> _Exercise_: Exactly reproduce each record listed below.

> _Exercise data_:
..........
PR #648, opened 2025-02-19
Pass csv parameters during duckdb connection

Halpph:
- [ ] Tests pass
- [ ] ruff format

### DIFF
--- a/datacontract/model/data_contract_specification.py
+++ b/datacontract/model/data_contract_specification.py
@@ -58,6 +58,9 @@ class Server(pyd.BaseModel):
     dataset: str | None = None
     path: str | None = None
     delimiter: str | None = None
+    header: bool | None = None
+    escape: str | None = None
+    encoding: str | None = None
     endpointUrl: str | None = None
     location: str | None = None
     account: str | None = None
--- a/datacontract/engines/soda/connections/duckdb.py
+++ b/datacontract/engines/soda/connections/duckdb.py
@@ -42,14 +42,29 @@ def get_duckdb_connection(data_contract, server, run: Run):
         elif server.format == "csv":
             columns = to_csv_types(model)
             run.log_info("Using columns: " + str(columns))
-            if columns is None:
-                con.sql(
-                    f"""CREATE VIEW "{model_name}" AS SELECT * FROM read_csv('{model_path}', hive_partitioning=1);"""
-                )
-            else:
-                con.sql(
-                    f"""CREATE VIEW "{model_name}" AS SELECT * FROM read_csv('{model_path}', hive_partitioning=1, columns={columns});"""
-                )
+
+            # Start with the required parameter.
+            params = ["hive_partitioning=1"]
+
+            # Loop over optional CSV parameters.
+            for param in ("delimiter", "header", "escape", "encoding"):
+                value = getattr(server, param)
+                if value is not None:
+                    # Wrap string values in quotes.
+                    if isinstance(value, str):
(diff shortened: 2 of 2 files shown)


datacontract/model/data_contract_specification.py
```diff
@@ -58,6 +58,15 @@ class Server(pyd.BaseModel):
     dataset: str | None = None
     path: str | None = None
     delimiter: str | None = None
+    header: bool | None = None
+    escape: str | None = None
+    all_varchar: bool | None = None
```
jochenchrist, line 63: please use lowerCamelCase

datacontract/schemas/datacontract-1.1.0.schema.json
```diff
@@ -1212,11 +1212,48 @@
...
           "type": "string",
-          "enum": [
-            "new_line",
-            "array"
+          "anyOf": [
+            { "enum": ["new_line", "array"] },
+            { "pattern": "^.$" }
           ],
-          "description": "Only for format = json. How multiple json documents are delimited within one file"
+          "description": "For JSON format, only 'new_line' or 'array' is allowed to indicate how multiple JSON documents are delimited. For CSV format, any single character can be used as the delimiter between columns. Only valid for CSV."
```
jochenchrist, line 1219: the master for the schema is here: https://github.com/datacontract/datacontract-specification/

Halpph: @jochenchrist should I not modify this one and just change the one in the other repo then?

pyproject.toml
```diff
@@ -26,6 +26,7 @@ dependencies = [
   "rich>=13.7,<13.10",
   "sqlglot>=26.6.0,<27.0.0",
   "duckdb==1.1.2",
+  "fsspec",
```
jochenchrist, line 29: Where is this used?

datacontract/schemas/datacontract-1.1.0.schema.json
jochenchrist: Please don't the file here, but propose a change in the other repo.

We still can continue to use the provided keys in the data_contract_specification (as custom extensions)

tests/test_duckdb_csv.py
jochenchrist, line 1: The filename is not in line with the naming conventions (test_<command>_<servertype>.py
Please move these tests to test_test_clocal_csv.

pyproject.toml
stefanedwards: In file `datacontract\engines\soda\connections\duckdb.py`, the method `sniff_csv_header` uses `duckdb.from_csv_auto` to read a csv file as a stream.

Without `fsspec`, the following fails:

```
return duckdb.from_csv_auto(io.BytesIO(header_line), **csv_params).columns
E       duckdb.duckdb.InvalidInputException: Invalid Input Error: This operation could not be completed because required module 'fsspec' is not installed
```

tests/test_duckdb_csv.py
stefanedwards: But the tests do not test the test routine. They test whether duckdb can handle mismatched column specifications when reading csv-files.

Do you still want them in `test_test_local_csv.py`?

dmaresma:
Hi there is also a regression, introduce by the sniff_csv_header, 

when using a `with open(model_path, 'rb') ` the model_path could be an abfss:// , s3://  blob or datalake store url, that is not supported by the python io `open()` function.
..........
> _Worked solution_:
PR #648, opened 2025-02-19
Pass csv parameters during duckdb connection

Halpph:
- [ ] Tests pass
- [ ] ruff format

### DIFF
--- a/datacontract/model/data_contract_specification.py
+++ b/datacontract/model/data_contract_specification.py
@@ -58,6 +58,9 @@ class Server(pyd.BaseModel):
     dataset: str | None = None
     path: str | None = None
     delimiter: str | None = None
+    header: bool | None = None
+    escape: str | None = None
+    encoding: str | None = None
     endpointUrl: str | None = None
     location: str | None = None
     account: str | None = None
--- a/datacontract/engines/soda/connections/duckdb.py
+++ b/datacontract/engines/soda/connections/duckdb.py
@@ -42,14 +42,29 @@ def get_duckdb_connection(data_contract, server, run: Run):
         elif server.format == "csv":
             columns = to_csv_types(model)
             run.log_info("Using columns: " + str(columns))
-            if columns is None:
-                con.sql(
-                    f"""CREATE VIEW "{model_name}" AS SELECT * FROM read_csv('{model_path}', hive_partitioning=1);"""
-                )
-            else:
-                con.sql(
-                    f"""CREATE VIEW "{model_name}" AS SELECT * FROM read_csv('{model_path}', hive_partitioning=1, columns={columns});"""
-                )
+
+            # Start with the required parameter.
+            params = ["hive_partitioning=1"]
+
+            # Loop over optional CSV parameters.
+            for param in ("delimiter", "header", "escape", "encoding"):
+                value = getattr(server, param)
+                if value is not None:
+                    # Wrap string values in quotes.
+                    if isinstance(value, str):
(diff shortened: 2 of 2 files shown)


datacontract/model/data_contract_specification.py
```diff
@@ -58,6 +58,15 @@ class Server(pyd.BaseModel):
     dataset: str | None = None
     path: str | None = None
     delimiter: str | None = None
+    header: bool | None = None
+    escape: str | None = None
+    all_varchar: bool | None = None
```
jochenchrist, line 63: please use lowerCamelCase

datacontract/schemas/datacontract-1.1.0.schema.json
```diff
@@ -1212,11 +1212,48 @@
...
           "type": "string",
-          "enum": [
-            "new_line",
-            "array"
+          "anyOf": [
+            { "enum": ["new_line", "array"] },
+            { "pattern": "^.$" }
           ],
-          "description": "Only for format = json. How multiple json documents are delimited within one file"
+          "description": "For JSON format, only 'new_line' or 'array' is allowed to indicate how multiple JSON documents are delimited. For CSV format, any single character can be used as the delimiter between columns. Only valid for CSV."
```
jochenchrist, line 1219: the master for the schema is here: https://github.com/datacontract/datacontract-specification/

Halpph: @jochenchrist should I not modify this one and just change the one in the other repo then?

pyproject.toml
```diff
@@ -26,6 +26,7 @@ dependencies = [
   "rich>=13.7,<13.10",
   "sqlglot>=26.6.0,<27.0.0",
   "duckdb==1.1.2",
+  "fsspec",
```
jochenchrist, line 29: Where is this used?

datacontract/schemas/datacontract-1.1.0.schema.json
jochenchrist: Please don't the file here, but propose a change in the other repo.

We still can continue to use the provided keys in the data_contract_specification (as custom extensions)

tests/test_duckdb_csv.py
jochenchrist, line 1: The filename is not in line with the naming conventions (test_<command>_<servertype>.py
Please move these tests to test_test_clocal_csv.

pyproject.toml
stefanedwards: In file `datacontract\engines\soda\connections\duckdb.py`, the method `sniff_csv_header` uses `duckdb.from_csv_auto` to read a csv file as a stream.

Without `fsspec`, the following fails:

```
return duckdb.from_csv_auto(io.BytesIO(header_line), **csv_params).columns
E       duckdb.duckdb.InvalidInputException: Invalid Input Error: This operation could not be completed because required module 'fsspec' is not installed
```

tests/test_duckdb_csv.py
stefanedwards: But the tests do not test the test routine. They test whether duckdb can handle mismatched column specifications when reading csv-files.

Do you still want them in `test_test_local_csv.py`?

dmaresma:
Hi there is also a regression, introduce by the sniff_csv_header, 

when using a `with open(model_path, 'rb') ` the model_path could be an abfss:// , s3://  blob or datalake store url, that is not supported by the python io `open()` function.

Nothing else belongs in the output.